Meaning of "Outstanding"

Every Trust Unit created, issued, certified and delivered hereunder shall be deemed to be outstanding until it shall be cancelled or delivered to the Trustee for cancellation provided that when a new Certificate has been issued in substitution for a Certificate which has been lost, stolen or destroyed, only one of such Certificates shall be counted for the purpose of determining the number of Trust Units outstanding.  
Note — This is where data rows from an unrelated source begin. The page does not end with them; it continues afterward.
PR #73, opened 2023-01-31
Parameter output tables for CompositeRheology

Dr3ven:
I adjusted the code to work for CompositeRheologys. Below an example table for LaTeX and Markdown with a CompositeRheology. Also added test_Table cases for CompositeRheology.
Phase:
```julia
v1 = SetDiffusionCreep("Dry Anorthite | Rybacki et al. (2006)")
c1 = CompositeRheology(v1, SetDislocationCreep("Diabase | Caristan (1982)"), LinearViscous(), v1)
MatParam = (SetMaterialParams(Name="Viscous Matrix", Phase=1, Density=ConstantDensity(),CreepLaws = SetDislocationCreep("Quartz Diorite | Hansen & Carter (1982)")),
            SetMaterialParams(Name="Viscous Sinker", Phase=2, Density= PT_Density(),CompositeRheology = c1),
            SetMaterialParams(Name="Viscous Bottom", Phase=3, Density= PT_Density(),CreepLaws = SetDiffusionCreep("Dry Anorthite | Rybacki et al. (2006)")))
```

LaTeX output:
output_table_example_latex
...plus an References.bib file for the citations.

Markdown output:
output_table_example_markdown


src/Tables.jl
```diff
@@ -1,92 +1,396 @@
...
+Phase2Dict() puts all parameters of a phase s in a dict.
+"""
 function Phase2Dict(s)
-    # Dict has Key with Fieldname and Value with Tuple(value, symbol, unit)
-    fds = Dict{String,Tuple{String,String,String,String}}()
+    # Dict has Key with Fieldname and Value with Tuple(value, symbol, flowlaw keyword, number of phases, (Disl+Diff) or Lin, Disl or Diff)
+    fds = Dict{String,Tuple{String,String,String,String,String,String}}()
     refs = Dict{String,Tuple{String,String,String}}()
-    # Descriptions for every parameter that could occur in the table and their corresponding variable name(s) that is used in GeoParams
+    if !(typeof(s) <: Tuple)
```
albert-de-montserrat, line 39: This could be a function with a couple of methods in `Utils.jl`, may become handy eventually. Something like:
```julia
make_tuple(x) = (x,)
make_tuple(x::Tuple) = x
```

src/Tables.jl
```diff
@@ -177,36 +486,105 @@ function Dict2LatexTable(d::Dict, refs::Dict)
...
     symbs = unique(sort(symbs))
 
     # Creates columnwise output for all parameters of the input phase
     for symbol in symbs
-        # Sets parametername and variable
-        Table *= " " * string(desc[symbol]) * " & " * "\$" * symbol * "\$"
+        # Sets parametername and variable (symbol)
+        # Order of signs in symbol: 1. "_", if already "_" in there -> 2. "^"
+        # If no underscore in symbol
+        if (maximum(endswith.(symbol,["0","1","2","3","4","5","6","7","8","9"])) && !occursin("_", symbol)) || (!occursin("\\", symbol) && length(symbol) > 1 && !occursin("_", symbol))
```
albert-de-montserrat, line 523:
```julia
x = ["0","1","2","3","4","5","6","7","8","9"]
y = [string(i) for i in 0:9]
x==y # true
```
and similar in line 551

src/Tables.jl
```diff
@@ -1,92 +1,396 @@
...
+        s = (s,)
+    end
     phasecount = length(s)
     k = 1
     flowlawcount = 0
     # Checks all Phases 
     for i in 1:phasecount
         fieldnames = propertynames(s[i])
-        # Goes through all fields of a phase that are not "Name"
+        global Diff = 0
```
albert-de-montserrat, line 48: Maybe I'm missing it, but do `Diff`, `Disl` and `Lin` need to be `global`? If there's not a specific reason, avoid using global variables

src/Tables.jl
```diff
@@ -256,24 +636,573 @@ function Dict2LatexTable(d::Dict, refs::Dict)
...
+    if !(typeof(s) <: Tuple)
+        s = (s,)
+    end
+    phasecount = length(s)
+    k = 1
+    flowlawcount = 0
+    # Checks all Phases 
+    for i in 1:phasecount
+        fieldnames = propertynames(s[i])
+        global Diff = 0
```
albert-de-montserrat, line 678: Again, there's no need for global variables

src/Tables.jl
```diff
@@ -256,24 +636,573 @@ function Dict2LatexTable(d::Dict, refs::Dict)
...
+        # Sets parametername and variable
+        if length(symbol) > 1
+            # Checks if Unicode chars in combination with a number etc. (e.g "α0") are used which apparently do not have a second index but only first and third
+            # and checks if symbol has another number in it than 0
+            if maximum(endswith.(symbol,["0","1","2","3","4","5","6","7","8","9"])) && !occursin("_", symbol)
+                if length(unidecode(symbol)) > 2 && occursin("0", symbol)
+                    Table *= " " * string(desc[symbol]) * " | " * symbol[1] * "~" * symbol[3] * "~"
+                elseif length(unidecode(symbol)) <= 2 && occursin("0", symbol)
+                    Table *= " " * string(desc[symbol]) * " | " * symbol[1] * "~" * symbol[2] * "~"
+                elseif length(unidecode(symbol)) > 2 && maximum(occursin.(["1","2","3","4","5","6","7","8","9"], symbol))
```
albert-de-montserrat, line 1100: `maximum(occursin(string(i), symbol) for i in 1:9)` is more idiomatic and does not allocate an intermediate array

src/Tables.jl
```diff
@@ -256,24 +636,573 @@ function Dict2LatexTable(d::Dict, refs::Dict)
...
+    end
+    symbs = unique(sort(symbs))
+
+    # Creates columnwise output for all parameters of the input phase
+    for symbol in symbs
+        # Sets parametername and variable
+        if length(symbol) > 1
+            # Checks if Unicode chars in combination with a number etc. (e.g "α0") are used which apparently do not have a second index but only first and third
+            # and checks if symbol has another number in it than 0
+            if maximum(endswith.(symbol,["0","1","2","3","4","5","6","7","8","9"])) && !occursin("_", symbol)
```
albert-de-montserrat, line 1095: `maximum(endswith(symbol, string(i),) for i in 1:9)` a better choice

albert-de-montserrat (commented):
Thanks a lot Nils! Looks really cool :)  

I couldn't find where you make the first column of the LaTeX table, but could you change the name of `Linear Viscous` to `Linear viscosity`?

src/Tables.jl
Dr3ven: I tried it without the global. It only worked when these variables were global. I also wondered why they need to be global but I couldn't figure it out.

boriskaus:
This is really cool! 
Could you perhaps a chapter in the help documents to explain how to do this? Also, the README would need an update, to mention it is there (now it states it is scheduled, I believe)

src/Tables.jl
Dr3ven: Making them local also doesn't work: "UndefVarError: Disl not defined".

Dr3ven:
Will do.

src/Tables.jl
Dr3ven: Not quite sure what the second variant of your given example should do, when x is already a tuple .
Also, isn't it easier to just use `(x,)` by its own since `make_tuple` would do the same but with more typing?

Dr3ven:
Doc and README should now be updated.

docs/src/man/tables.md
```diff
@@ -0,0 +1,36 @@
+# Tables
+
+There are two differnt formats of output tables that can be produced:
```
boriskaus, line 3: Typo

boriskaus (changes requested):
Only a small typo left

boriskaus (approved):

src/Tables.jl
albert-de-montserrat: If you define those 2 methods, you can basically remove the branching. If `x` is already a tuple, then `make_tuple` does nothing and returns `x` itself, whereas if it's not a tuple, it makes it one.  The whole point is that in Julia, you can avoid introducing branching that checks on types by making use of multiple dispatch. And in the end I would say doing `make_tuple(s)` is less verbose and more readable than checking for its type.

For the purposes of any provision of this Indenture or any Material Contract entitling holders of outstanding Trust Units to vote, sign consents, requisitions or other instruments or take any other action under this Indenture or any Material Contract, Trust Units owned directly or indirectly, legally or equitably, by the Corporation or any Affiliate thereof shall be disregarded except that for the purpose of determining whether the Trustee shall be protected in relying on any such vote, consent, requisition or other instrument or action, only the Trust Units which the Trustee knows are so owned shall be so disregarded.

1.3

Income Tax Act

In this Indenture, any reference to the Tax Act shall refer to the Income Tax Act, Revised Statutes of Canada 1985, Chapter 1 (5th Supplement) and the Income Tax Regulations as amended from time to time applicable with respect thereto.  Any reference herein to a particular provision of the Tax Act shall include a reference to that provision as it may be renumbered or amended from time to time.  Where there are proposals for amendments to the Tax Act which have not been enacted into law or proclaimed into force on or before the date on which such proposals are to become effective, the Trustee may take such proposals into consideration and apply the provisions hereof as if such proposals had been enacted into law and proclaimed into force.

1.4

Headings

The division of this Indenture into articles and sections, subsections, clauses, subclauses and paragraphs and the provision of headings is for convenience of reference only and shall not affect the construction or interpretation of this Indenture.

1.5

Construction of Terms

Words importing the singular number only shall include the plural, and vice versa, and words importing gender shall include the masculine, feminine and neuter genders.  References in this Indenture to "this Trust Indenture", "this Indenture", "hereto", "herein", "hereof", "hereby", "hereunder" and similar expressions shall be deemed to refer to this instrument and not to any particular Article, Section or portion hereof, and include any and every instrument supplemental or ancillary hereto or in implementation hereof.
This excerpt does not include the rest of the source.